# The new PENN Battle Spinning Reel (MSRP ADDED)



## Capt. Richie Lott

Hey Guys.... This is not a PENN ad as they sell themsleves, but I wanted to share this with PENN users and potential users of the product... Or, for those who simply don't know yet.

This reel will be available in several sizes.... Wire on the bail is super thick with a strong spring and the reel is comparable to the PENN Counquer Spinning reel in feel, smoothness and weight.

PENN has done an incredible job at redemption in late 2010 and coming in 2011 for the bad-rap on the internet from the first run of reels after the exchange.... ALOT has changed since then with QC at PENN as well as design for those who don't know the product line.
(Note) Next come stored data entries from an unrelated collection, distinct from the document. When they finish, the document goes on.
PR #1113, opened 2023-02-01
Write Merkle tree stores only when a new epoch

yito88:
- Write Merkle tree roots and stores only when a new epoch
- Rebuild the tree with the latest saved stores and subspace diffs if needed


yito88:
pls update wasm

yito88:
Depends on #1116

yito88:
pls update wasm

PR #1115, opened 2023-02-03
Fix the ABI encoding of secp256k1 signatures

sug0:


core/src/ledger/storage/mod.rs
```diff
@@ -26,7 +26,7 @@ use rayon::iter::{
 #[cfg(feature = "wasm-runtime")]
 use rayon::prelude::ParallelSlice;
 use thiserror::Error;
-pub use traits::{Sha256Hasher, StorageHasher};
+pub use traits::{DummyHasher, KeccakHasher, Sha256Hasher, StorageHasher};
```
batconjurer, line 29: I see new imports in this file, but the diff doesn't show any uses of them.

core/src/types/key/secp256k1.rs
```diff
@@ -499,6 +551,10 @@ impl TryFrom<&[u8; 65]> for Signature {
 pub struct SigScheme;
 
 impl super::SigScheme for SigScheme {
+    #[cfg(any(test, feature = "secp256k1-sign-verify"))]
+    type Hasher = crate::ledger::storage::KeccakHasher;
+    #[cfg(not(any(test, feature = "secp256k1-sign-verify")))]
+    type Hasher = crate::ledger::storage::DummyHasher;
```
batconjurer, line 557: should this impl block exist at all if the sign-verify flag is disabled?

sug0: it exists, if you notice the code in `sign()`, we panic there

batconjurer: But *should* it? Instead of runtime panics, we could have compile time checks. Is this trait bound required elsewhere in note feature gated code?

batconjurer (approved):

core/src/types/eth_abi.rs
```diff
@@ -102,13 +101,9 @@ pub trait Encode<const N: usize>: Sized {
...
     /// keccak hash of the encoded string appended to an Ethereum
     /// signature header. This can then be signed.
-    fn signable_keccak256(&self) -> Vec<u8> {
-        let mut output = [0; 32];
-        let message = self.encode().into_inner();
-        let mut state = Keccak::v256();
-        state.update(&message);
-        state.finalize(&mut output);
-        SignableEthBytes::as_signable(&output)
+    fn signable_keccak256(&self) -> KeccakHash {
```
james-chf, line 104: way nicer now we use `KeccakHash` (`[u8; 32]`) now instead of `Vec<u8>`s throughout

james-chf (approved):
lgtm (apart from the signature stuff which is beyond me!)

PR #1916, opened 2023-09-21
masp inflation 0.23

juped:
## Describe your changes
0.23-draft masp inflation for review, not merging. changes not properly separated. tests broken

## Checklist before merging to `draft`
- [nope] I have added a changelog
- [nope] Git history is in acceptable state

PR #1985, opened 2023-10-13
Implemented compounding inflation for native tokens.

murisi:
## Describe your changes
Implemented compounding inflation for native tokens and now use a PD-controller to determine inflation values. More specifically, the changes are as follows:
* Implemented compounding inflation for native tokens so that users can now get correspondingly denominated rewards for holding NAM tokens.
* Generalized the PD-controller to allow the token used for computing the shielded pool inflation cap to be different from the one used to compute the locked token amount. And then implemented inflation based on this PD-controller's outputs.
* Updated the `masp_incentives` integration test so that it no longer assumes fixed reward rates, but instead has PD-controller outputs hardcoded into it.
* Increased the precision of inflation computations for each asset so that high denomination tokens like ETH will be able to receive non-zero NAM rewards. This involved representing reward components as `i128`s.

This PR is based on:
* https://specs.namada.net/economics/inflation-system
* https://specs.namada.net/economics/shielded-pool-incentives
* https://github.com/anoma/namada/pull/1916
* https://github.com/anoma/namada/pull/1025

v0.23.0


core/src/ledger/storage/masp_conversions.rs
```diff
@@ -27,6 +39,143 @@ pub struct ConversionState {
...
+    // Since we must put the notes in a compatible format with the
+    // note format, we must make the inflation amount discrete.
+    let noterized_inflation = if total_token_in_masp.is_zero() {
+        0u32
+    } else {
+        crate::types::uint::Uint::try_into(
+            (inflation.raw_amount() * PRECISION)
+                / total_token_in_masp.raw_amount(),
+        )
+        .unwrap()
```
mariari, line 129: Is this any different? Otherwise I don't see much about this which is different

mariari (commented):
I can do a more thorough review later, but looking now, nothing looks too out of the ordinary,  I would like to see more what was changed, I should diff this against the mess of a current branch @juped and I worked on.

Was the solution just running some of the calculations only once instead of 4 times?

core/src/types/token.rs
```diff
@@ -814,6 +829,31 @@ pub const TX_KEY_PREFIX: &str = "tx-";
 pub const CONVERSION_KEY_PREFIX: &str = "conv";
 /// Key segment prefix for pinned shielded transactions
 pub const PIN_KEY_PREFIX: &str = "pin-";
+/// Last calculated inflation value handed out
+pub const MASP_LAST_INFLATION: &str = "last_inflation";
+/// The last locked ratio
+pub const MASP_LAST_LOCKED_RATIO: &str = "last_locked_ratio";
+/// The key for the nominal proportional gain of a shielded pool for a given
+/// asset
+pub const MASP_KP_GAIN_KEY: &str = "proptional_gain";
```
brentstone, line 838: `"proportional_gain"`

core/src/types/token.rs
```diff
@@ -847,6 +887,98 @@ pub fn minted_balance_key(token_addr: &Address) -> Key {
         .expect("Cannot obtain a storage key")
 }
 
+/// Obtain the nominal proportional key for the given token
+pub fn masp_kp_gain(token_addr: &Address) -> Key {
```
brentstone, line 891: Just a nit, but can this and the related functions below that yield a `Key` have "key" appended to their name, i.e. `masp_kp_gain_key`?

core/src/types/token.rs
```diff
@@ -847,6 +887,98 @@ pub fn minted_balance_key(token_addr: &Address) -> Key {
...
+)]
+pub struct Parameters {
+    /// Maximum reward rate
+    pub max_reward_rate: Dec,
+    /// Shielded Pool nominal derivative gain
+    pub kd_gain_nom: Dec,
+    /// Shielded Pool nominal proportional gain for the given token
+    pub kp_gain_nom: Dec,
+    /// Locked ratio for the given token
+    pub locked_ratio_target_key: Dec,
```
brentstone, line 937: remove "_key" from `locked_ratio_target_key`

core/src/types/token.rs
```diff
@@ -914,6 +1046,24 @@ pub fn is_masp_key(key: &Key) -> bool {
                     || key.starts_with(PIN_KEY_PREFIX)))
 }
 
+/// The last locked ratio of a token
+pub fn masp_last_locked_ratio(token_address: &Address) -> Key {
```
brentstone, line 1050: Same as above regarding adding "_key" to the name. Also maybe change the docstring too

brentstone:
In `Shell::apply_inflation` of `finalize_block.rs`, there is some dummy MASP inflation code that should be removed, since this now effectively occurs in `update_allowed_conversions`

batconjurer (changes requested):

murisi:
> I can do a more thorough review later, but looking now, nothing looks too out of the ordinary, I would like to see more what was changed, I should diff this against the mess of a current branch @juped and I worked on.
> 
> Was the solution just running some of the calculations only once instead of 4 times?

Hi! I assume you want this PR to be differentiated from `ray/0.23-rewards`? I took most of what you and @juped had implemented and mostly just altered the arithmetic in `update_allowed_conversions` and upgraded the `masp_incentives` integration test. The main changes in this PR:
* The reward asset for a token of `MaspDenom` i (=0,1,2,3) also has a reward of `MaspDenom` i. Doing this should allow rewards to be proportional to owned shielded tokens regardless of their denomination.
* The reference inflation is set to a larger value in order to allow a greater variety/set of fractions of it to be distributed as rewards. More concretely, if `ref_inflation == 1`, then initially `normed_inflation = 1`, which means that a `new_normed_inflation` equal to 1, 2, or 3 represent a limited choice between a 0%, 100%, or 200% inflation. Whereas if `ref_inflation` were to equal 100, then initially `ref_inflation == 100`, which means that a `new_normed_inflation` of say 163 represents a 63% inflation. A higher `ref_inflation` allows for more accurate inflation distribution.
* In the case of computing rewards for Namada tokens:
    * Since `reward.0 / reward.1` conceptually represents a percentage increase in money supply, this PR gives `x*(1+(reward.0 / reward.1))` current-epoch-NAM tokens for every `x` previous-epoch-NAM tokens. If we only dished out `normed_inflation * ((reward.0 / normed_inflation) / reward.1)`, or (almost) equivalently `reward.0 / reward.1` tokens, then it seems that users would lose their principal shielded amount in the process of receiving their rewards for it.
    * The `total_reward` is now increased by `(addr_bal / normed_inflation) * new_normed_inflation` in order to support fractional inflation. Were `normed_inflation` to be assumed to bee `I256::from(1)`, we would lose accuracy in the transparent inflation being able to choose only multiples of 100%.
* In `calculate_masp_rewards`, the PD-controller now computes the shielded pool inflation cap using the current supply of NAM instead of the current supply of `addr`. This seems to be closer to what's in https://specs.namada.net/economics/inflation-system, unless if that document is now outdated.

core/src/ledger/storage/masp_conversions.rs
```diff
@@ -90,15 +104,80 @@ where
...
+                            reward_assets[denom as usize],
+                            real_reward as i32,
+                        )
                         .unwrap())
-                .into(),
-            );
+                    .into(),
+                );
+                // Operations that happen exactly once for each token
+                if denom == MaspDenom::Three {
```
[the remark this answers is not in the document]
murisi: I don't think that the body of this conditional was called 4 times before. This `denom == MaspDenom::Three` check became necessary to stop repetitions once I had moved the logic occurring before the `for denom in token::MaspDenom::iter() {` loop into the `for denom in token::MaspDenom::iter() {` loop. I made this movement as a matter of convenience, but I'm sure that there are other ways this logic could be structured.

I chose `denom::Three` because the conditional's body modifies variables (namely `total_reward` and `normed_inflation`) that would affect the next iteration of `for denom in token::MaspDenom::iter() {`. In the current context, the `normed_inflation` can only be modified once we have finished working with the native token.

core/src/ledger/storage/masp_conversions.rs
murisi: Other than use of unsigned amounts, this code is probably the same as what's in the other branches/PRs.

apps/src/lib/config/genesis.rs
```diff
@@ -1001,8 +1012,8 @@ pub fn genesis(num_validators: u64) -> Genesis {
         implicit_vp_code_path: vp_implicit_path.into(),
         implicit_vp_sha256: Default::default(),
         max_signatures_per_transaction: 15,
-        epochs_per_year: 525_600, /* seconds in yr (60*60*24*365) div seconds
-                                   * per epoch (60 = min_duration) */
+        epochs_per_year: 365, /* seconds in yr (60*60*24*365) div seconds
```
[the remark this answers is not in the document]
murisi: Ah, thanks for pointing this out. I need `epochs_per_year` to equal a small number for the integration tests in order to be able to observe non-zero inflation. This value is directly queried by `calculate_masp_rewards` and used as a quotient in some computations.

For the integration tests, this doesn't seem to be an issue since we manually drive the epochs forward using `MockNode::next_epoch`. And for the E2E tests, this doesn't seem to be an issue since they override the default genesis with `e2e-tests-single-node.toml`. Is there an area where this becomes an issue? Or do you know a better way to achieve the above goal of having observable inflation?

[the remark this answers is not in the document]
batconjurer: I suppose not. I guess in basically all cases, we can override if we need to.

core/src/ledger/inflation.rs
```diff
@@ -67,10 +69,12 @@ impl RewardsController {
             .expect("Should not fail to convert token Amount to Dec");
         let total = Dec::try_from(total_tokens.raw_amount())
             .expect("Should not fail to convert token Amount to Dec");
+        let total_native = Dec::try_from(total_native_tokens.raw_amount())
```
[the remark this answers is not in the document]
murisi: Agreed, I hadn't really thought about the correctness of the PD-controller code but instead followed its style and format. That being said, the `RewardsController::run` method and specs seem to be linear in the `locked_tokens`, `total_tokens`, `total_native_tokens`, and `last_inflation_amount` variables. So the uses of incorrect scales seem to cancel out in the result of the computations. This seems to be borne out when trying the formula with specific numbers (like in the `masp_incentives` integration tests). But yeah, we should fix this as it still represents an arithmetic overflow risk.

core/src/ledger/storage/masp_conversions.rs
```diff
@@ -163,24 +162,21 @@ where
...
+                0,
+            )
+            .unwrap(),
         )
         .expect("unable to encode new inflation rate (Decimal)");
 
     wl_storage
-        .write(&token::masp_last_locked_ratio(addr), locked_ratio)
+        .write(&token::masp_last_locked_ratio_key(addr), locked_ratio)
         .expect("unable to encode new locked ratio (Decimal)");
```
Fraccaman, line 177: is this safe to unwrap?

core/src/ledger/storage/masp_conversions.rs
```diff
@@ -163,24 +162,21 @@ where
...
         .write(
-            &token::masp_last_inflation(addr),
-            (total_token_in_masp / PRECISION) * u64::from(noterized_inflation),
+            &token::masp_last_inflation_key(addr),
+            token::Amount::from_uint(
+                (total_token_in_masp.raw_amount() / precision)
+                    * crate::types::uint::Uint::from(noterized_inflation),
+                0,
+            )
+            .unwrap(),
```
Fraccaman, line 171: is this safe to unwrap? same for the one above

This will probably be one of the finest reels for the money you can buy that offers long casting ranges, it's braid ready, smooth drag, one way clutch/anti-reverse and smooth as silk... Literally. We have enjoyed fishing them...

They will be available around January at most PENN Retailers everywhere. Here are a few pics of the 4000 and 5000 sizes I received last week...

There are a couple of close ups on the spool edge showing the line capacity of the 5000 (Mid-size) series Battle Reel... if anyone has any questions about the line capacity of other sizes, post it here, or PM anytime.... 

PENN has a new line-up of Reels in 2011 that is going to hurt some competitors feelings, no  kidding. I will post more about 2011 products as I get them in hand. It's going to be a stellar season for them as they set the market with then new line up of reels... it started with the Conquer and couple of others and now, with this Battle series reel, you can see the direction they're heading just by looking at the reel. It's overbuilt, but not too heavy.... Any PENN haters will soon get over their bad feelings this season if they even touch one of PENN's new reels... Seriously.



















Just got the price list. The reels will be VERY AFFORDABLE. Suggested retail prices by reel size:

2000, 3000, 4000 - $99.95

5000, 6000 – $109.95

7000, 8000 - $119.95


----------



## seaweaver

They look nice....but when I went in...they found two old style bait runners that had fallen behind the shelf!
I got a 3600 and a 6000 for under $200. Based in the performance of my 4500...I'll be set for a while, but I hope these do bring back some good word for Penn.

cw


----------



## Altamaha Stalker

Good looking reels! Capt. Richie, if you need anybody to field test them for you..... just let me know and I will be happy too!


----------



## crackerdave

Glad to hear Penn has gotten the quality back in their reels. I've always liked their smooth drags and durability.


----------



## sea trout

they look awsome! christmas is coming!!


----------



## d-a

They have a lot of nice features added to them over the sargus. I hope they hold up well.

d-a


----------



## Troutman3000

Whats the msrp on these?


----------



## Capt. Richie Lott

Troutman3000 said:


> Whats the msrp on these?



Actually, I am not 100% sure, But I will find out right now and re-post.

They're AWESOME....

DA - Yeah, I think this is the re-Start of their second coming. I will post some more of the 2011 product soon.


----------



## BuckMKII

Capt have you gotten to test the new Torque Lite reels? I really like that they have an option for a lower gear ratio.


----------



## Capt. Richie Lott

BuckMKII said:


> Capt have you gotten to test the new Torque Lite reels? I really like that they have an option for a lower gear ratio.



I am on the list for a couple of the TQ's as well as another re-vamped gold reel you will like. They should be here any day this week.... I have been DYING to get my hands on those.

Have you used the 1-2 or 300 Torque orginals? These should be an excellent addition to the Torque model series. These guys have ramped up most of their line-up for 2011 pretty stellar.


----------